====== Data for the task ======

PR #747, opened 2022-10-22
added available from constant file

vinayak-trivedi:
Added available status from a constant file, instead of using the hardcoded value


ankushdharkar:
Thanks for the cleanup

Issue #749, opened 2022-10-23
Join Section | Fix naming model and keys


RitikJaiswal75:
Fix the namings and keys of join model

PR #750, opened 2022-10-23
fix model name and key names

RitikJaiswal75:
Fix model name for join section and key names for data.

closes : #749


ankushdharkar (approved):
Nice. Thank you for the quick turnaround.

======
====== Data for the task ======

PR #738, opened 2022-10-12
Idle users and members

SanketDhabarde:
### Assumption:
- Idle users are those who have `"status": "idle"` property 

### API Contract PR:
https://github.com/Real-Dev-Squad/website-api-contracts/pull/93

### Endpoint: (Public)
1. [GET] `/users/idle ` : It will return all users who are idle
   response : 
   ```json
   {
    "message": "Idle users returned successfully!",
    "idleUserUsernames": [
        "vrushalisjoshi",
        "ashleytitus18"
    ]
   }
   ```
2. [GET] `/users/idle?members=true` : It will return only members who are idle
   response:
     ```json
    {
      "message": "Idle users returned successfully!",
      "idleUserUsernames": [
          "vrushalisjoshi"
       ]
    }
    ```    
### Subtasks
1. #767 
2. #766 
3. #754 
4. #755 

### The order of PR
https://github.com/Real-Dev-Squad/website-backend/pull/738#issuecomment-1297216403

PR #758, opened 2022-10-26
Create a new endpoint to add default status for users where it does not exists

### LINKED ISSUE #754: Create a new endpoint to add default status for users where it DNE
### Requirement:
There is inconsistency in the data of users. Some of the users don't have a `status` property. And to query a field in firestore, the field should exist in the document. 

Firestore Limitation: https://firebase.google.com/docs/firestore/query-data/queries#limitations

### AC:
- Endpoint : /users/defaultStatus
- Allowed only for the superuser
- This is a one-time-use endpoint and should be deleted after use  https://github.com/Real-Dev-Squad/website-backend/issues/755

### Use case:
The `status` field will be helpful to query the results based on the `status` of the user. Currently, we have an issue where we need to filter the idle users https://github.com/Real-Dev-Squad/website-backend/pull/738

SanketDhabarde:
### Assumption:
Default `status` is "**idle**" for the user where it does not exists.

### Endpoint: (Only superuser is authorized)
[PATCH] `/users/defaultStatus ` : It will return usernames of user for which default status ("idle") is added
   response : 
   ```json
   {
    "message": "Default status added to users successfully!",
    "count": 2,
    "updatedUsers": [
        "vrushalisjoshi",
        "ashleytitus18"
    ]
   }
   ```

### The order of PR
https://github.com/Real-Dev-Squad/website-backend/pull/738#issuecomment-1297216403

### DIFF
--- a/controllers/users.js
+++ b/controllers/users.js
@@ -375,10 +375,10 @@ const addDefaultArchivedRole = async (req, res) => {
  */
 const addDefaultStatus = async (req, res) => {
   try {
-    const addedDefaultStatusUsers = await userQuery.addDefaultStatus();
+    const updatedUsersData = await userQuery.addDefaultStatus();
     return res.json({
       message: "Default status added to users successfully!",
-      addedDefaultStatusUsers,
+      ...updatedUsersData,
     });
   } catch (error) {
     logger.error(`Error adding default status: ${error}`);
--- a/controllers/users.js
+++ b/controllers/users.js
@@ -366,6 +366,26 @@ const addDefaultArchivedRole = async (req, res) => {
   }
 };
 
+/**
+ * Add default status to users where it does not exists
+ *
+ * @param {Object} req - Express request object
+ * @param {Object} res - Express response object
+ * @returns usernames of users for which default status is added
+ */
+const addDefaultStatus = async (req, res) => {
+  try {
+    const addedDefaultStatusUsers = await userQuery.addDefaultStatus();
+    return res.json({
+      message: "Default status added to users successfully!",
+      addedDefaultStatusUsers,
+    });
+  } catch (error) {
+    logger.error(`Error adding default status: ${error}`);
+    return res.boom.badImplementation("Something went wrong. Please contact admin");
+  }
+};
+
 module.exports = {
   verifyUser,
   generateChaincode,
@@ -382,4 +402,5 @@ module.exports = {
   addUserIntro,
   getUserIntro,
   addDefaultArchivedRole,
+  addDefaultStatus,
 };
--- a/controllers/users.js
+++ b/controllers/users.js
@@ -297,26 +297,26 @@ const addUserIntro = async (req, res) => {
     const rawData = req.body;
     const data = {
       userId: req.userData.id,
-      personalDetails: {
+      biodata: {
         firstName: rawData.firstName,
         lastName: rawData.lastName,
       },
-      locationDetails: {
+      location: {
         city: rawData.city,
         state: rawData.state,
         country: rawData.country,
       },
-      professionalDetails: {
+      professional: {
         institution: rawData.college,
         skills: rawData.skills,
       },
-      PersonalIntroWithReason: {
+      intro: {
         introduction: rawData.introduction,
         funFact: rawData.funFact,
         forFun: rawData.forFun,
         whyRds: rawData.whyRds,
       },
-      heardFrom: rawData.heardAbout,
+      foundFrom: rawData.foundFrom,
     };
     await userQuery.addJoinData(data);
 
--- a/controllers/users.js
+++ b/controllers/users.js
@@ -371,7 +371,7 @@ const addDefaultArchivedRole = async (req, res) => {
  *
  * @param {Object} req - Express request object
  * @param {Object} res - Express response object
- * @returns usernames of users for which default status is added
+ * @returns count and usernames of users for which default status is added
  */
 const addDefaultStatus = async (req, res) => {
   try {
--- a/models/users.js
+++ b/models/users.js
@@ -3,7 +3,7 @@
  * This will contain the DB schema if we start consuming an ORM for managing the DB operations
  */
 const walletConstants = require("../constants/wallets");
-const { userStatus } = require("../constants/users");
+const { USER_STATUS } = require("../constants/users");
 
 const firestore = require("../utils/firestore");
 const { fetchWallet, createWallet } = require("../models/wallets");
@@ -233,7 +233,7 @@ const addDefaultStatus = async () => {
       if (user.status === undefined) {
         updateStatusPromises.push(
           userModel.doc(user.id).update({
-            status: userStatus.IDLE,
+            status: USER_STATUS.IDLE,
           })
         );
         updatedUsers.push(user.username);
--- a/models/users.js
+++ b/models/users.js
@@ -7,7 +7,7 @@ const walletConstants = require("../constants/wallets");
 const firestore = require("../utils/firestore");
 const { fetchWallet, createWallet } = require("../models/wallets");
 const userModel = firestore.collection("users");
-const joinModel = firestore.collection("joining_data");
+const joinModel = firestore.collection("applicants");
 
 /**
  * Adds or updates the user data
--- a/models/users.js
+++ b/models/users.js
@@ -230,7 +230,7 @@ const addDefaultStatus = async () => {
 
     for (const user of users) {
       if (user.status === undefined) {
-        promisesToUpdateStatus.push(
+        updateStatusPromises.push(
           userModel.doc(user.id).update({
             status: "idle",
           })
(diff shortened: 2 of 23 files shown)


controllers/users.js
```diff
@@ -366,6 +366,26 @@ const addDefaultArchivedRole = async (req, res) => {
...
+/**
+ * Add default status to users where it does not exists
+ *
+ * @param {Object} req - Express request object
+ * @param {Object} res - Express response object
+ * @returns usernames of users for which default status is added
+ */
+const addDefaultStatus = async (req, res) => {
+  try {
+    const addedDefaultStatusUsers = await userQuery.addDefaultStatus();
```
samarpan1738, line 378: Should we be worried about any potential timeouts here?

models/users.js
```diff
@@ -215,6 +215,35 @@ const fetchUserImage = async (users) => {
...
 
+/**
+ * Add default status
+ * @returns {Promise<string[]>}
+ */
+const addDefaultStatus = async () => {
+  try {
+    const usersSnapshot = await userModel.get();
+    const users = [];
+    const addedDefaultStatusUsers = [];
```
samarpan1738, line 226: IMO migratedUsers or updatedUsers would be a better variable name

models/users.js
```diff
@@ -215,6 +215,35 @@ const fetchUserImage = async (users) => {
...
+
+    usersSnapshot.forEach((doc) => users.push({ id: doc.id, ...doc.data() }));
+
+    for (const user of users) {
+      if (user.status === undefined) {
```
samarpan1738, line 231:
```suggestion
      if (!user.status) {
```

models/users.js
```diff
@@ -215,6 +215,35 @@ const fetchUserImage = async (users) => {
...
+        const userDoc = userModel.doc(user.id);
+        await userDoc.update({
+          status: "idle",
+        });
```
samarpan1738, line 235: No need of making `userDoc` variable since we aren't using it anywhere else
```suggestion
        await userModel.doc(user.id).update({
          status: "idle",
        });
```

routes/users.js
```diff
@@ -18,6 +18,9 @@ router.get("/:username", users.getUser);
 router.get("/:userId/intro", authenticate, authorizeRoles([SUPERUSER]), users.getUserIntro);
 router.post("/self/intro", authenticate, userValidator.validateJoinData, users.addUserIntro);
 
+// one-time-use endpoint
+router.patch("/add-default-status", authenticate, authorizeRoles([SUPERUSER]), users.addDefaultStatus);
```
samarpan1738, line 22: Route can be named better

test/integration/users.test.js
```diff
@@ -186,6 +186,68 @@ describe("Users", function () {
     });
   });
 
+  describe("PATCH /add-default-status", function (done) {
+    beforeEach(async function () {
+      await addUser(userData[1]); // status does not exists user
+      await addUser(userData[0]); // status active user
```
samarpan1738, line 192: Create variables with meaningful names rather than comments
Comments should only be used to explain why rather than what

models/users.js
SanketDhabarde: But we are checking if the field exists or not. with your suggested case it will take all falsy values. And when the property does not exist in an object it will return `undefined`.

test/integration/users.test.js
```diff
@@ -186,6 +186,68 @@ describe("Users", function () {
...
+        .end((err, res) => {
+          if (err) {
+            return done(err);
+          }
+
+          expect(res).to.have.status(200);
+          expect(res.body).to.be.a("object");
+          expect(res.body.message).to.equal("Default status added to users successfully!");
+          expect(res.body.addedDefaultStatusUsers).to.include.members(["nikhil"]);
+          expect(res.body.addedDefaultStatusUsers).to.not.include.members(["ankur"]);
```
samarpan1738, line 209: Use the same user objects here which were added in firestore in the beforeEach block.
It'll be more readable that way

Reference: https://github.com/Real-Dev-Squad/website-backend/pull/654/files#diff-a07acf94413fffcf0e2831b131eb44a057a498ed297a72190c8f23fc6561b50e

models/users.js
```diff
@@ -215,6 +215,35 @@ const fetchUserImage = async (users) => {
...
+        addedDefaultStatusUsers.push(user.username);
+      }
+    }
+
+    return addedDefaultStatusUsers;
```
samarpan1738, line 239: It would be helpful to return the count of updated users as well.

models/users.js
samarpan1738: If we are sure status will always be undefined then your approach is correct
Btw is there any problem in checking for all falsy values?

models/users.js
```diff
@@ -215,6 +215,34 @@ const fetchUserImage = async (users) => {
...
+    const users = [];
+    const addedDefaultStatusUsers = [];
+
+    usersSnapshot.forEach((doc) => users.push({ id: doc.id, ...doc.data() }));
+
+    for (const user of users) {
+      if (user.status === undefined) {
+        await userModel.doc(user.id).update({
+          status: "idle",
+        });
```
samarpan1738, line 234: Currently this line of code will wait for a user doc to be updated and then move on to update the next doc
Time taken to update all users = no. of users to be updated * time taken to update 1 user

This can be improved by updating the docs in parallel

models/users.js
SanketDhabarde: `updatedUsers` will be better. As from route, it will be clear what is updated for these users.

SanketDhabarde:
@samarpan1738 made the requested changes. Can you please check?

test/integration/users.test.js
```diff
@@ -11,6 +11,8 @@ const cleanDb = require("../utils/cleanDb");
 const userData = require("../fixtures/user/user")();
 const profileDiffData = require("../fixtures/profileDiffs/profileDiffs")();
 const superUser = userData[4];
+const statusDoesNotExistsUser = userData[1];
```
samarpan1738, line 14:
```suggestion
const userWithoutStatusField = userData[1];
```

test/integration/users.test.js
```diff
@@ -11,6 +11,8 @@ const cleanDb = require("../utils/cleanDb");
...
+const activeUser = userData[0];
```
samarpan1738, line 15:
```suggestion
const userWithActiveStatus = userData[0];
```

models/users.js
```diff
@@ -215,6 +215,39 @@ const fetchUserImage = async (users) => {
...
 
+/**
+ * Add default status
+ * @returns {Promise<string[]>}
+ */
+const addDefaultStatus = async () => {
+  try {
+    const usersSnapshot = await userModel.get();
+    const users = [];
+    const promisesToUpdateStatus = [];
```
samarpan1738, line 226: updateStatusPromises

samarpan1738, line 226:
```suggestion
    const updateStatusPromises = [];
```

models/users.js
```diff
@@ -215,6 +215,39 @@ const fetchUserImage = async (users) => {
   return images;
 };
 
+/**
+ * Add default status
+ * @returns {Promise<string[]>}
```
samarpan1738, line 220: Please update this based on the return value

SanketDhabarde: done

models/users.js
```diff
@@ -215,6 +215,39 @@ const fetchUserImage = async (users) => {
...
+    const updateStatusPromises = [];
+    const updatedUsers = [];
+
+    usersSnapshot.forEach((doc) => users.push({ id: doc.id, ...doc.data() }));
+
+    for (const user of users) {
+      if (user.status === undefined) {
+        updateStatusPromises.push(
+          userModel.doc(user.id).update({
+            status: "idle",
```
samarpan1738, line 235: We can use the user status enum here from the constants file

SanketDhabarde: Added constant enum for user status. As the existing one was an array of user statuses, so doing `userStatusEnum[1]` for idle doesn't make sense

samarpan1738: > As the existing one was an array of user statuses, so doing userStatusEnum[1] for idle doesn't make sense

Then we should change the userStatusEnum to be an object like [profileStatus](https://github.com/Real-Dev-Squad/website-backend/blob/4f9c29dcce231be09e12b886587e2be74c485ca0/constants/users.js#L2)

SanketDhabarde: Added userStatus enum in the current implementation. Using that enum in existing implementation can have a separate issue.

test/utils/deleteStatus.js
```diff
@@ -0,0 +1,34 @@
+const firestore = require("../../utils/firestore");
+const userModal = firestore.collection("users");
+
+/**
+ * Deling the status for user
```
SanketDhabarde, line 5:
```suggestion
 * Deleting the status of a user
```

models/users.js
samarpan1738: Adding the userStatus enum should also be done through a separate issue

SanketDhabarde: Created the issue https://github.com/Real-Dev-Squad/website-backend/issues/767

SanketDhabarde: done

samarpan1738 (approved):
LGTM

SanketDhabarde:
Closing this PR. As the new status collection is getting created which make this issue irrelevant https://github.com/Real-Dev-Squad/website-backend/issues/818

======

From the records above, copy each line where the word "getUserIntro" can be found.

   getUserIntro,
 router.get("/:userId/intro", authenticate, authorizeRoles([SUPERUSER]), users.getUserIntro);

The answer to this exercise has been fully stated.